Figure 5. PGLYRP-2^-/- fibroblasts have low responsiveness to bacteria and cytokines, which is reconstituted by PGLYRP-2; MDP induces expression of PGLYRP-2 in the feet through activation of Nod2; and PGLYRP-2 activates IL-8 and NF-κB and synergizes with TLR2 and TLR4

(A) IL-6, CXCL-1, and CCL-12 production by paw fibroblasts from WT and PGLYRP-2^-/- mice cultured with the indicated stimulants. (B) IL-6 mRNA in paw fibroblasts from WT and PGLYRP-2^-/- mice cultured with the indicated stimulants and reconstitution of the WT-level response in fibroblasts from PGLYRP-2^-/- mice cultured with 1 μg/ml of recombinant mouse PGLYRP-2 protein, but not recombinant mouse albumin (rMSA). (C) PGLYRP-2 mRNA in paw fibroblasts from WT and PGLYRP-2^-/- mice cultured with the indicated stimulants. (A-C) means ± SE of 3 experiments; significance of differences (WT vs PGLYRP-2^-/- cells or rMSA vs PGLYRP-2 protein) is indicated by asterisks. (D) Increase in the amounts of mRNA for PGLYRP-1, PGLYRP-2, PGLYRP-3, and PGLYRP-4 in the feet of WT, PGLYRP-2^-/-, Nod2^-/-, and TLR4^-/- mice 6 hrs after intravenous injection of 100 μg MDP, measured by qPCR and expressed as the ratios of the amount of mRNA in MDP-injected to buffer-injected mice (means ± SE of 6-12 mice/group, significance of increase is indicated by asterisks). (E) Kinetics of induction of PGLYRP-2 mRNA in the feet of WT mice after intravenous injection of 100 μg MDP (means ± SE of 6 mice/group). (F) Induction of PGLYRP-2 transcription in HEK293 cells transfected with PGLYRP-2 promoter-luciferase and control plasmid DNA (-) or increasing concentrations of Nod2 (means ± SE of 4 cultures from 2 experiments). (G, H) Induction of IL-8 transcription or NF-κB in HEK293 cells transfected with control DNA, PGLYRP-2, and TLR2 (G), or control DNA, PGLYRP-2, and TLR4 (plus CD14 and MD-2) (H), alone or in combination, after stimulation with Micrococcus, Enterobacter, or ReLPS, or no stimulation; means ± SE of 7 (G) or 4 (H) experiments, significance of differences of PGLYRP-2 vs control DNA or PGLYRP-2+TLR vs TLR is indicated by asterisks. *, P≤0.05; * *, P≤0.005.

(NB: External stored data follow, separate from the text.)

PR #8339, opened 2020-06-04
Avoid some useless checks

sampletext32:
* Avoid double check for id_type in ```CPUThread.cpp```
* Comment out unused object construction in ```PPUThread.cpp```
* Comment out 'never-true' condition in ```SPUThread.cpp```
```s_tsx_avx``` contains avx capability. Since avx is a processor feature, it can't be changed on runtime. It means, that by the time this line is executed, values are the same.
* Avoid double check in ```report_fatal_error``` in ```main.cpp```
* Avoid double check in ```kernel_explorer::Update()```


Megamouse:
makes you wonder if vzeroupper is supposed to be used with avx or not.

Nekotekina:
It was supposed to be a way to disable AVX selectively, but I doubt it'll ever be used since all modern CPUs are effectively "256-bit"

Figure 6. TLR4, MyD88, and PMNs are required for the development of peptidoglycan- or MDP-induced acute arthritis

(A) Swelling and erythema of ankles and feet in TLR2^-/- but not in TLR4^-/- mice after intravenous injection of 200 μg of PGN. (B) Arthritis scores and incidence in TLR2^-/-, TLR4^-/-, and MyD88^-/- mice after intravenous injection of 200 μg of PGN or 100 μg of MDP; or in WT mice after intravenous injection of 10 μg of ReLPS; means ± SE of 12-20 mice/group. (C) Expression of chemokine and cytokine mRNA in the feet of TLR4^-/- mice after intravenous injection of 100 μg of MDP, determined as in Figure 3. (D) Arthritis scores and incidence in WT mice treated with control IgG or anti-PMN mAb after intravenous injection of 200 μg of PGN or 100 μg of MDP; means ± SE of 10 mice/group. (E) Blood PMNs from untreated TLR4^-/- and MyD88^-/- mice, in contrast to WT mice, do not express CD11b integrin detected on Western blot.

Figure 7. Proposed sequence of events leading to PGN- or MDP-induced local inflammation and arthritis

The chart indicates temporal sequence of events and does not imply direct signal transduction pathways. TLR4 permits maturation of PMNs before exposure to PGN or MDP.